La fiscalité environnementale constitue un autre levier d’action important. En France, la taxe générale sur les activités polluantes (TGAP) s’applique à diverses activités comme le stockage et l’incinération des déchets, l’émission de substances polluantes dans l’atmosphère ou l’utilisation de lubrifiants susceptibles de produire des huiles usagées. La contribution climat-énergie, intégrée aux taxes intérieures de consommation sur les produits énergétiques, vise à donner un prix au carbone pour encourager la transition énergétique.
Vers une responsabilisation accrue des entreprises
La prise en compte des enjeux environnementaux par les entreprises ne se limite plus à la simple conformité réglementaire. On assiste à l’émergence d’une véritable responsabilité sociétale des entreprises (RSE) en matière environnementale. La loi du 27 mars 2017 relative au devoir de vigilance des sociétés mères et des entreprises donneuses d’ordre impose aux grandes entreprises d’établir et de mettre en œuvre un plan de vigilance, incluant les risques environnementaux liés à leurs activités et à celles de leurs filiales, sous-traitants et fournisseurs.
La loi Pacte du 22 mai 2019 a introduit la notion de « raison d’être » dans le Code civil, permettant aux entreprises d’inscrire dans leurs statuts des objectifs sociaux et environnementaux.
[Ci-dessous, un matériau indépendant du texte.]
PR #852, opened 2019-02-07
Fix queries for (non-)qualified names

### LINKED ISSUE #725: Running on all shards example query errors out in default schema table
In this section https://docs.citusdata.com/en/latest/develop/reference_propagation.html#running-on-all-shards
```SQL
-- create a table in default schema
CREATE TABLE test_1(i int PRIMARY KEY);
-- distribute it
SELECT create_distributed_table('test_1', 'i');
-- run the example query in the section
SELECT sum(result::bigint) AS estimated_count
FROM run_command_on_shards(
  'test_1',
  $cmd$
    SELECT reltuples
      FROM pg_class c
      JOIN pg_catalog.pg_namespace n on n.oid=c.relnamespace
     WHERE n.nspname||'.'||relname = '%s';
  $cmd$
);
```
I get the following error:
```SQL
ERROR:  invalid input syntax for integer: ""
```
Apparently the reason is that `%s` doesn't include the schemaname, and so there is no valid input to sum. Removing `n.nspname` from the `WHERE` clause works fine.
```SQL
-- run the example query in the section after removing n.nspname
SELECT sum(result::bigint) AS estimated_count
FROM run_command_on_shards(
  'test_1',
  $cmd$
    SELECT reltuples
      FROM pg_class c
      JOIN pg_catalog.pg_namespace n on n.oid=c.relnamespace
     WHERE relname = '%s';
  $cmd$
);
```
with the result:
```SQL
estimated_count 
-----------------
               0
(1 row)
```
On the other hand, the original query works fine with a specific schema. For example:
```SQL
-- create a new schema
CREATE SCHEMA try;
-- create a table in new schema
CREATE TABLE try.test_1(i int PRIMARY KEY);
-- distribute it
SELECT create_distributed_table('try.test_1', 'i');
-- run the original query in the section
SELECT sum(result::bigint) AS estimated_count
FROM run_command_on_shards(
  'try.test_1',
  $cmd$
    SELECT reltuples
      FROM pg_class c
      JOIN pg_catalog.pg_namespace n on n.oid=c.relnamespace
     WHERE n.nspname||'.'||relname = '%s';
  $cmd$
);
```
with the result:
```SQL
estimated_count 
-----------------
               0
(1 row)
```
Obviously, the query with the removed part errors out in the latter case.

begriffs:
Run_command_on_shards() removes 'public.' from its %s substitution,
but allows other schema names to remain. We convert to regclass to
resolve names to the proper relations before doing a comparison.

Fixes #725

### DIFF
--- a/develop/reference_propagation.rst
+++ b/develop/reference_propagation.rst
@@ -40,15 +40,17 @@ The :code:`run_command_on_shards` function applies a SQL command to each shard, 
   -- Get the estimated row count for a distributed table by summing the
   -- estimated counts of rows for each shard.
   SELECT sum(result::bigint) AS estimated_count
-  FROM run_command_on_shards(
-    'my_distributed_table',
-    $cmd$
-      SELECT reltuples
-        FROM pg_class c
-        JOIN pg_catalog.pg_namespace n on n.oid=c.relnamespace
-       WHERE n.nspname||'.'||relname = '%s';
-    $cmd$
-  );
+    FROM run_command_on_shards(
+      'my_distributed_table',
+      $cmd$
+        SELECT reltuples
+          FROM pg_class c
+          JOIN pg_catalog.pg_namespace n on n.oid=c.relnamespace
+         WHERE (n.nspname || '.' || relname)::regclass = '%s'::regclass
+           AND n.nspname NOT IN ('citus', 'pg_toast')
+      $cmd$
+    );
+
 
 Running on all Placements
 -------------------------
--- a/develop/reference_propagation.rst
+++ b/develop/reference_propagation.rst
@@ -47,7 +47,7 @@ The :code:`run_command_on_shards` function applies a SQL command to each shard, 
           FROM pg_class c
           JOIN pg_catalog.pg_namespace n on n.oid=c.relnamespace
          WHERE (n.nspname || '.' || relname)::regclass = '%s'::regclass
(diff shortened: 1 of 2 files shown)


develop/reference_propagation.rst
```diff
@@ -40,15 +40,17 @@ The :code:`run_command_on_shards` function applies a SQL command to each shard,
...
-    $cmd$
-  );
+    FROM run_command_on_shards(
+      'my_distributed_table',
+      $cmd$
+        SELECT reltuples
+          FROM pg_class c
+          JOIN pg_catalog.pg_namespace n on n.oid=c.relnamespace
+         WHERE (n.nspname || '.' || relname)::regclass = '%s'::regclass
+           AND n.nspname NOT IN ('citus', 'pg_toast')
```
begriffs: Ran into a permissions error on Cloud when attempting to resolve names using `::regclass` from either of these schemas. Thus I just filter them out, which seems like a bit of a hack.

begriffs:
Lukas, thought I'd assign you as reviewer in case you know a trick to run this query on Cloud without needing to blacklist specific schemas.

lfittl:
@begriffs I think thats because those internal schemas are owned by the postgres user, not the citus user. It seems reasonable to ignore them. You could also consider including `pg_catalog` in the list.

Elle a également créé le statut de « société à mission », pour les entreprises qui se donnent statutairement une finalité d’ordre social ou environnemental en plus du but lucratif.
Ces évolutions témoignent d’une prise de conscience croissante du rôle que les entreprises peuvent et doivent jouer dans la protection de l’environnement. Elles s’inscrivent dans une tendance plus large de « compliance environnementale », où les entreprises sont encouragées à aller au-delà du simple respect de la réglementation pour adopter une démarche proactive de protection de l’environnement.
Les perspectives d’évolution du droit de l’environnement
Le droit de l’environnement est en constante évolution pour répondre aux défis écologiques contemporains. Plusieurs pistes sont actuellement explorées pour renforcer l’effectivité du droit à un environnement sain. La reconnaissance d’un crime d’écocide au niveau international fait l’objet de débats intenses. En France, la loi du 22 août 2021 portant lutte contre le dérèglement climatique a introduit un délit d’écocide dans le Code de l’environnement, punissant les atteintes graves et durables à l’environnement.
La question de la personnalité juridique de la nature émerge également dans certains pays. En Nouvelle-Zélande, le fleuve Whanganui s’est vu reconnaître la personnalité juridique en 2017, une première mondiale. Cette approche, qui s’inspire des conceptions autochtones de la nature, pourrait offrir de nouvelles perspectives pour la protection de l’environnement.
Enfin, le développement du contentieux climatique ouvre de nouvelles voies pour faire respecter le droit à un environnement sain. L’affaire « Grande-Synthe », dans laquelle le Conseil d’État a enjoint au gouvernement français de prendre des mesures supplémentaires pour atteindre ses objectifs de réduction des émissions de gaz à effet de serre, illustre le rôle croissant du juge dans la mise en œuvre des politiques environnementales.
Le droit à un environnement sain s’affirme comme un pilier fondamental de notre ordre juridique. Sa mise en œuvre effective nécessite une régulation adaptée des industries polluantes, combinant outils juridiques traditionnels et instruments économiques innovants. L’implication croissante des entreprises dans la protection de l’environnement, au-delà de la simple conformité réglementaire, ouvre des perspectives prometteuses. Les évolutions futures du droit de l’environnement devront relever le défi de concilier impératifs écologiques et réalités économiques, dans l’intérêt des générations présentes et futures.